Operativo a regime dal 1° luglio 2023, il nuovo Codice degli appalti presenta già alcune lacune che devono essere colmate con appositi emendamenti. Lo sottolinea l’ANAC, che ribadisce la necessità di effettuare alcune correzioni al testo per evitare una procedura di infrazione europea.
A fare acqua, secondo l’Autorità Nazionale Anticorruzione, sarebbe ad esempio l’articolo 15, comma 6 del Dlgs riferito al RUP, il Responsabile Unico del Procedimento, che stando al testo può affidare direttamente e a sua discrezione servizi a supporto della propria attività, non superando l’1% dell’importo posto a base di gara.
Inoltre, per appalti fino a 500mila euro le piccole stazioni appaltanti potranno procedere senza passare per le stazioni appaltanti qualificate.
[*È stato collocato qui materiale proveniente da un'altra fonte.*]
PR #564, opened 2026-04-22
`bitreq`: Evict dead entries from async connection pool

### LINKED ISSUE #562: bitreq: `Client` connection pool retains dead connections indefinitely on I/O error
`bitreq::Client` caches `Arc<AsyncConnection>` by host+port in a `HashMap` and
never evicts an entry, never revalidates before reuse, and never replaces an
entry on error. Once a pooled socket is dead (e.g. closed by the peer after an
idle timeout, or reset), the pool hands out the same dead `Arc` to every
subsequent caller for that key, permanently — until the process restarts.

Because `send_async` returns the underlying error to the caller without
touching the pool, retry logic in downstream crates is defeated: each retry
calls `send_async` again, gets the same `Arc<AsyncConnection>` back, and fails
on the same dead socket.

We hit this in a bitcoin RPC client (`bitcoind-async-client` 0.10.x, which now
uses bitreq) talking to a local `bitcoind`. After ~30 seconds of idle, bitcoind
closes the RPC socket per its `rpcservertimeout`. The next request fails, and
then all subsequent requests fail indefinitely — even though a fresh TCP
connection to the same port succeeds instantly. Only restarting the client
process recovers.

- `bitreq` 0.3.4 (latest as of writing)
- observed via `bitcoind-async-client` 0.10.2 against `bitcoind` 29.x on Linux

tnull:
Fixes #562.

Validate pool entries on acquire and clean up after every send:

- Remove entries whose keep-alive deadline has passed or whose inner
  state has been poisoned, rather than blindly cloning the `Arc`.
- Evict on send failure, `Connection: close`, or malformed
  `Keep-Alive`.
- Refresh LRU position on a cache hit.

Pre-send insertion of a fresh `Arc` on a miss is kept so concurrent
callers arriving during the first round-trip can share the socket for
pipelining; `reusable_until` and the post-send eviction together
ensure they never observe a known-dead `Arc`.

### DIFF
--- a/bitreq/src/client.rs
+++ b/bitreq/src/client.rs
@@ -8,6 +8,7 @@
 
 use std::collections::{hash_map, HashMap, VecDeque};
 use std::sync::{Arc, Mutex};
+use std::time::Instant;
 
 use crate::connection::AsyncConnection;
 use crate::request::{OwnedConnectionParams as ConnectionKey, ParsedRequest};
@@ -16,7 +17,10 @@ use crate::{Error, Request, Response};
 /// A client that caches connections for reuse.
 ///
 /// The client maintains a pool of up to `capacity` connections, evicting
-/// the least recently used connection when the cache is full.
+/// the least recently used connection when the cache is full. Pooled
+/// connections are validated on every acquire: an entry whose keep-alive
+/// deadline has passed — or whose underlying socket has been poisoned by
+/// a previous failure — is dropped and a fresh connection is opened.
 ///
 /// # Example
 ///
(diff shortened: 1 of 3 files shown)


bitreq/src/client.rs
```diff
@@ -62,39 +66,90 @@ impl Client {
...
+            }
+        }
+    }
 
-        // Send the request
-        conn.send(parsed_request).await
+    /// Removes any pool entry for `key`. No-op if the slot is already empty.
+    fn evict(&self, key: &ConnectionKey) {
+        let mut state = self.r#async.lock().unwrap();
+        state.connections.remove(key);
```
storopoli, line 149: I think this should evict by identity, not just by `ConnectionKey`.

There is a race where an older poisoned `Arc` can finish later and remove a newer healthy entry for the same key:

1. tasks A and B are both using the old pooled connection for `K`
2. A fails and marks the old connection dead
3. task C opens and inserts a fresh connection for `K`
4. B reaches this cleanup path later and `remove(key)` drops C's fresh entry

That doesn't break in-flight requests, but it does create avoidable reconnect churn under load. I think `evict` needs to compare the currently pooled `Arc` against the one that just finished and only remove on `Arc::ptr_eq`.

Permalinks:
- `send_async` cleanup: https://github.com/tnull/corepc/blob/708d9c388aa148eb3f11a2b3e5d72d361ab116bf/bitreq/src/client.rs#L87-L95
- `evict`: https://github.com/tnull/corepc/blob/708d9c388aa148eb3f11a2b3e5d72d361ab116bf/bitreq/src/client.rs#L146-L153

storopoli (changes requested):

TheBlueMatt (commented):
I'm not sure I'm understanding the fix here - if we hit a dead connection when we go to request we should fix the Connection, not build a new one in the Client?

tnull:
Spent some time trying to reproduce #562 and couldn't really. This PR is now also somewhat superseded by https://github.com/rust-bitcoin/corepc/pull/661 (w.r.t. `keep-alive` handling), so going ahead closing this.

PR #570, opened 2026-04-24
electrsd: include in workspace and CI

### LINKED ISSUE #552: Include `electrsd` in the workspace
Currently `electrsd` is excluded from the workspace. One reason is that `cargo test --all-features` does not work for `electrsd`.

Likely we can do the same feature gate dance that we do in `bitcoind` to get this working.

To close this issue:

- Do what ever is needed to get `--all-features` working
- Configure `cargo rbmt` stuff as needed in `electrsd` manifest.
- Move `electrsd` to the `members` array in the repo manifest.

satsfy:
Closes #552

This PR includes electrsd in corepc workspace. With this change, now test, lints and formats also consider electrsd.

In order for this inclusion to fit in workspace:
- The `cargo --all-features` test faced several version conflicts becasue these tests enable all electrsd feature flags at the same time. The solution developed was to create a new test-only feature flag called `all_features_test` that is gets also enabled by default for finer version control, such that only the latest electrsd version runs.
- Version compiler constant is gated through the new flag, making only the latest electrsd version activated.
- All version-specific call sites have handle the new flag.
- Fixes formatting and linting errors as well as adding appropriate rbmt lint configurations for electrsd.
- Updates corresponding lock files for electrsd dependencies.

All of the commits are ordered to the same end, enabling CI to pass and tests to run.

### DIFF
--- a/.github/workflows/rust.yaml
+++ b/.github/workflows/rust.yaml
@@ -36,6 +36,7 @@ jobs:
     runs-on: ubuntu-latest
     env:
       BITCOIND_SKIP_DOWNLOAD: "1"
+      ELECTRSD_SKIP_DOWNLOAD: "1"
     strategy:
       fail-fast: false
       matrix:
@@ -61,6 +62,7 @@ jobs:
     runs-on: ubuntu-latest
     env:
       BITCOIND_SKIP_DOWNLOAD: "1"
+      ELECTRSD_SKIP_DOWNLOAD: "1"
     strategy:
       fail-fast: false
       matrix:
@@ -78,6 +80,7 @@ jobs:
     runs-on: ubuntu-latest
     env:
       BITCOIND_SKIP_DOWNLOAD: "1"
+      ELECTRSD_SKIP_DOWNLOAD: "1"
     strategy:
       fail-fast: false
       matrix:
@@ -184,7 +187,7 @@ jobs:
       - uses: actions/checkout@v3
       - uses: Swatinem/rust-cache@v2
       - uses: dtolnay/rust-toolchain@stable
-      - run: cd electrsd && cargo test --features ${{ matrix.features }}
+      - run: cd electrsd && cargo test --no-default-features --features ${{ matrix.features }}
 
 
   test-electrs-esplora:
@@ -201,7 +204,7 @@ jobs:
       - uses: actions/checkout@v3
       - uses: Swatinem/rust-cache@v2
       - uses: dtolnay/rust-toolchain@stable
-      - run: cd electrsd && cargo test --features ${{ matrix.features }}
+      - run: cd electrsd && cargo test --no-default-features --features ${{ matrix.features }}
 
   test-electrs-no-download:
     name: Test Electrs no auto-download features
@@ -209,6 +212,7 @@ jobs:
     env:
       CARGO_TERM_COLOR: always
       RUST_LOG: debug
+      ELECTRSD_SKIP_DOWNLOAD: "1"
       ELECTRS_EXEC: "/home/runner/.cargo-install/electrs/bin/electrs"
     steps:
       - uses: dtolnay/rust-toolchain@stable
@@ -234,8 +238,10 @@ jobs:
         uses: baptiste0928/cargo-install@v2
         with:
           crate: electrs
+          version: 0.10.6
+          locked: true
       - run: "echo $ELECTRS_EXEC"
       - name: Checkout Crate
         uses: actions/checkout@v3
       - uses: Swatinem/rust-cache@v2
-      - run: cd electrsd && cargo test --features 'bitcoind_25_2,bitcoind_download'
+      - run: cd electrsd && cargo test --no-default-features --features 'bitcoind_25_2,electrs_0_10_6,bitcoind_download'
--- a/electrsd/Cargo.toml
+++ b/electrsd/Cargo.toml
@@ -59,3 +59,19 @@ bitcoind_0_20_2 = ["bitcoind/0_20_2"]
 bitcoind_0_19_1 = ["bitcoind/0_19_1"]
 bitcoind_0_18_1 = ["bitcoind/0_18_1"]
 bitcoind_0_17_2 = ["bitcoind/0_17_2"]
+
+[package.metadata.rbmt.lint]
+# The electrsd crate requires a version feature to compile
+features = ["electrs_0_10_6"]
+# Duplicates from build-dep/dep splits, --target=all, or upstream version conflicts.
+allowed_duplicates = [
+    "anyhow",           # build-dep and regular dep, same version
+    "base64",           # upstream version conflicts
+    "bitcoin_hashes",   # build-dep (download) and transitive dep, same version
+    "bitflags",         # upstream version conflicts
+    "bitreq",           # build-dep (download) and regular dep, same version
+    "libc",             # same version, appears twice under --target=all
+    "linux-raw-sys",    # same version, appears twice under --target=all
+    "rustix",           # same version, appears twice under --target=all
+    "windows-sys",      # upstream version conflicts
+]
--- a/electrsd/Cargo.toml
+++ b/electrsd/Cargo.toml
@@ -24,6 +24,7 @@ nix = { version = "0.25.0" }
 env_logger = { version = "0.10" }
 
 [build-dependencies]
+anyhow = { version = "1.0.66", default-features = false, features = ["std"], optional = true }
 bitcoin_hashes = { version = "0.14", optional = true }
 zip = { version = "0.6", default-features = false, optional = true, features = [
   "bzip2",
@@ -37,7 +38,7 @@ default = ["electrs_0_10_6"]
 legacy = []
 
 # download is not supposed to be used directly only through selecting one of the version feature
-download = ["bitcoin_hashes", "zip", "bitreq"]
+download = ["anyhow", "bitcoin_hashes", "zip", "bitreq"]
 
 esplora_a33e97e1 = ["download", "legacy"]
 electrs_0_8_10 = ["download"]
--- a/electrsd/Cargo.toml
+++ b/electrsd/Cargo.toml
@@ -60,6 +60,9 @@ bitcoind_0_19_1 = ["bitcoind/0_19_1"]
 bitcoind_0_18_1 = ["bitcoind/0_18_1"]
 bitcoind_0_17_2 = ["bitcoind/0_17_2"]
 
+# This flag should never be manually set. Used to handle `--all-features` was used.
+all_features = []
+
 [package.metadata.rbmt.lint]
 # The electrsd crate requires a version feature to compile
 features = ["electrs_0_10_6"]
--- a/electrsd/Cargo.toml
+++ b/electrsd/Cargo.toml
@@ -32,6 +32,8 @@ zip = { version = "0.6", default-features = false, optional = true, features = [
 bitreq = { version = "0.3.5", path = "../bitreq", optional = true, features = ["https"] }
 
 [features]
+default = ["electrs_0_10_6"]
+
 legacy = []
 
 # download is not supposed to be used directly only through selecting one of the version feature
@@ -62,6 +64,10 @@ bitcoind_0_17_2 = ["bitcoind/0_17_2"]
 
 # This flag should never be manually set. Used to handle `--all-features` was used.
 all_features = []
+
+[package.metadata.docs.rs]
+features = ["electrs_0_10_6"]
+rustdoc-args = ["--cfg", "docsrs"]
 
 [package.metadata.rbmt.lint]
 # The electrsd crate requires a version feature to compile
--- a/electrsd/build.rs
+++ b/electrsd/build.rs
@@ -2,18 +2,17 @@
 fn main() {}
 
 #[cfg(feature = "download")]
-fn main() {
-    download::download()
-}
+fn main() { download::download() }
 
 #[cfg(feature = "download")]
 mod download {
-    use bitcoin_hashes::{sha256, Hash};
     use std::fs::File;
     use std::io::{BufRead, BufReader, Cursor};
     use std::os::unix::fs::PermissionsExt;
     use std::path::Path;
     use std::str::FromStr;
+
+    use bitcoin_hashes::{sha256, Hash};
 
     include!("src/versions.rs");
 
@@ -45,17 +44,13 @@ mod download {
         let expected_hash = get_expected_sha256(&download_filename).unwrap();
         let out_dir = std::env::var_os("OUT_DIR").unwrap();
         let electrs_exe_home = Path::new(&out_dir).join("electrs");
-        let destination_filename = electrs_exe_home
-            .join(&download_filename_without_extension)
-            .join("electrs");
+        let destination_filename =
+            electrs_exe_home.join(&download_filename_without_extension).join("electrs");
 
         dbg!(&destination_filename);
 
         if !destination_filename.exists() {
-            println!(
-                "filename:{} version:{} hash:{}",
-                download_filename, VERSION, expected_hash
-            );
+            println!("filename:{} version:{} hash:{}", download_filename, VERSION, expected_hash);
 
             let download_endpoint =
                 std::env::var("ELECTRSD_DOWNLOAD_ENDPOINT").unwrap_or(GITHUB_URL.to_string());
@@ -73,11 +68,8 @@ mod download {
             let mut outfile = std::fs::File::create(&destination_filename).unwrap();
 
             std::io::copy(&mut file, &mut outfile).unwrap();
-            std::fs::set_permissions(
-                &destination_filename,
-                std::fs::Permissions::from_mode(0o755),
-            )
-            .unwrap();
+            std::fs::set_permissions(&destination_filename, std::fs::Permissions::from_mode(0o755))
+                .unwrap();
         }
     }
 }
--- a/electrsd/build.rs
+++ b/electrsd/build.rs
@@ -1,8 +1,9 @@
-#[cfg(not(feature = "download"))]
-fn main() {}
+fn main() { download::start().unwrap(); }
 
-#[cfg(feature = "download")]
-fn main() { download::download() }
+#[cfg(any(docsrs, not(feature = "download")))]
+mod download {
+    pub(crate) fn start() -> Result<(), ()> { Ok(()) }
+}
 
 #[cfg(feature = "download")]
 mod download {
@@ -19,35 +20,29 @@ mod download {
     const GITHUB_URL: &str =
         "https://github.com/RCasatta/electrsd/releases/download/electrs_releases";
 
-    fn get_expected_sha256(filename: &str) -> Result<sha256::Hash, ()> {
-        let file = File::open("sha256").map_err(|_| ())?;
+    fn get_expected_sha256(filename: &str) -> anyhow::Result<sha256::Hash> {
+        let file = File::open("sha256")?;
         for line in BufReader::new(file).lines().map_while(Result::ok) {
             let tokens: Vec<_> = line.split("  ").collect();
             if tokens.len() == 2 && filename == tokens[1] {
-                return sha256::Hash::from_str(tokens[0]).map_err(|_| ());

Come sottolinea il presidente ANAC, Giuseppe Busia, la norma prevede per gli appalti di importo più elevato cifre a disposizione diretta del RUP di molto superiori ai limiti previsti dalle direttive europee.
Tale soglia andrà, pertanto, modificata per non incorrere in una procedura di infrazione.
Le regole UE, infatti, affermano che per poter procedere senza gara il tetto massimo per i servizi sia pari proprio a 215mila euro, di conseguenza l’attuale regola inserita nel Codice dei contratti pubblici rischia di scontrarsi con la normativa comunitaria.